Now, the timeless, traditional methods of Indian business kicked in.  A rival bidding group to Reddy went around to the bank, suggested that Reddy's bid was foolhardy and that he would be unable to repay any bank loans. As if by magic, the bank rescinded its credit guarantee and Reddy's bid collapsed, putting the farmers at risk.  In this case, the local government Collector in Nizamabad did step in to offer some degree of relief, against the prescriptions of McKinsey's rugged capitalism.  Farmer suicides, often by swallowing insecticide, have become a recurring feature of the new agricultural landscape, but it's an issue that has received far less attention that the call centers and their "new middle class" workers. 

Indian government agricultural policy has become very cozy with multinational giants by touting GMO seeds and other high cost inputs for farmers who are still a class without the benefit of good, reliable information on prices, market outlooks, alternative forms of credit, and without any enforceable property rights, as Deb outlines in his book. 

Prince Charles has called attention to the issue of Indian farmer suicides dating back to 2008, but his campaign was an easy target for corporate propaganda to discredit due to the Prince's own quirky private behavior. It's much more fun to read Tom Friedman's odes to globalization and bright Indians and Chinese subjects of  his books.

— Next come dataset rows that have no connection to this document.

PR #468, opened 2019-07-11
Data streaming

Matt-Yorkley:
This PR adds some replication settings and a postgres module to enable the use of data streaming...

With this change the replication is "ready" but not actually active.

### DIFF
--- a/bin/requirements.yml
+++ b/bin/requirements.yml
@@ -19,3 +19,6 @@
 
 - src: geerlingguy.postgresql
   version: 1.4.5
+
+- src: libre_ops.wal2json
+  version: 1.0.1
--- a/bin/requirements.yml
+++ b/bin/requirements.yml
@@ -21,4 +21,4 @@
   version: 1.4.5
 
 - src: libre_ops.wal2json
-  version: 1.0.1
+  version: 1.0.2
--- a/inventory/group_vars/all.yml
+++ b/inventory/group_vars/all.yml
@@ -64,6 +64,8 @@ postgres_encoding: en_US.utf8
 # to the defaults if present. Make sure you use the "list" notation with the dashes!
 
 default_hba_entries:
+  - {type: local, database: replication, user: "{{ db_user }}", auth_method: trust}
+  - {type: host, database: replication, user: "{{ db_user }}", address: '127.0.0.1/32', auth_method: trust}
   - {type: local, database: all, user: postgres, auth_method: peer}
   - {type: local, database: all, user: all, auth_method: peer}
   - {type: host, database: all, user: all, address: '127.0.0.1/32', auth_method: md5}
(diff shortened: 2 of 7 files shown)


bin/requirements.yml
```diff
@@ -19,3 +19,6 @@
 
 - src: geerlingguy.postgresql
   version: 1.4.5
+
+- src: libre_ops.wal2json
```
sauloperez: Who is exactly does not understand WAL and needs JSON instead?

Matt-Yorkley: Everybody needs JSON! :trollface: 

Basically:
```
Postgres -> Wal2json ->  Kafka queue -> JDBC driver -> Postgres replica
```

But it also means that other things can read those database changes from the queue and parse them easily.

Matt-Yorkley:
Looks like the travis box has multiple postgres versions installed, and it's picked the wrong one...

roles/dbserver/tasks/main.yml
```diff
@@ -35,3 +35,8 @@
 - import_tasks: fix_template_encoding.yml
   tags: template_encoding
 
+- name: install wal2json module
+  include_role:
+    name: libre_ops.wal2json
+  vars:
+    wal2json_set_preload_libararies: false
```
sauloperez: :warning: isn't `libararies` a typo?

inventory/group_vars/all.yml
```diff
@@ -64,6 +64,8 @@ postgres_encoding: en_US.utf8
 # to the defaults if present. Make sure you use the "list" notation with the dashes!
 
 default_hba_entries:
+  - {type: local, database: replication, user: "{{ db_user }}", auth_method: trust}
+  - {type: host, database: replication, user: "{{ db_user }}", address: '127.0.0.1/32', auth_method: trust}
```
sauloperez: I don't understand these entries. There won't be any `replication` database in any of our servers. Aren't these the settings the new DB replica will have?

Matt-Yorkley:
> @Matt-Yorkley This won't be an issue in production and/or staging servers?

The issue I was having was related to building the wal2json module from source, and was definitely only in the Travis environment. I discovered that wal2json is now available as a prebuilt package directly from the official Potsgres repo, so I switched to that instead.

inventory/group_vars/all.yml
Matt-Yorkley: It looks weird, but this is how it needs to be written, based on what postgres expects and how the role writes entries to the file. It's not an extra database, it's basically permission to perform replication.

Docs:
> "The value `replication` specifies that the record matches if a replication connection is requested (note that replication connections do not specify any particular database)."

https://www.postgresql.org/docs/9.5/auth-pg-hba-conf.html

roles/dbserver/tasks/main.yml
Matt-Yorkley: That's how it's spelled in the role too. :see_no_evil: I'll fix it.

Matt-Yorkley: Done: https://github.com/openfoodfoundation/ofn-install/pull/468/commits/2a16f81028f58590833423c1c0f35651977380cc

In the end, the failure is the failure of the Indian government.  Like a fake Western town, it has the facades of democracy: beautiful houses of Parliament built by those bad boy British colonizers, noisy but predicatable elections, and CEO's of public companies who run their businesses like family companies while pontificating about governance and foreign investment.   It doesn't have the vision or will to build a public health infrastructure with prosaic things like water treatment, rural power, housing and the rapid judicial enforcement of property rights and prosecution of abusive lending.

We are still living through our own scourge of  unfettered mortgage lending, especially with toxic instruments to unqualified populations: we have experienced the harm this kind of lending can inflict on an economy.  In the Indian agricultural sector, the government should start with a mission to create a viable future for Indian farmers, which would keep them on the land, being productive, and not migrating to the urban favelas to join the vast, informal work force.  In undertaking such a mission, a lot of oxes would have to be gored, but continuing on the current path will not yield a sustainable future. 

I give Siddhartha Deb credit for telling a small story about Indian agriculture in his book.  I'm only sorry that he didn't give us a punch line and get angry about what he has described in plain, but moving detail.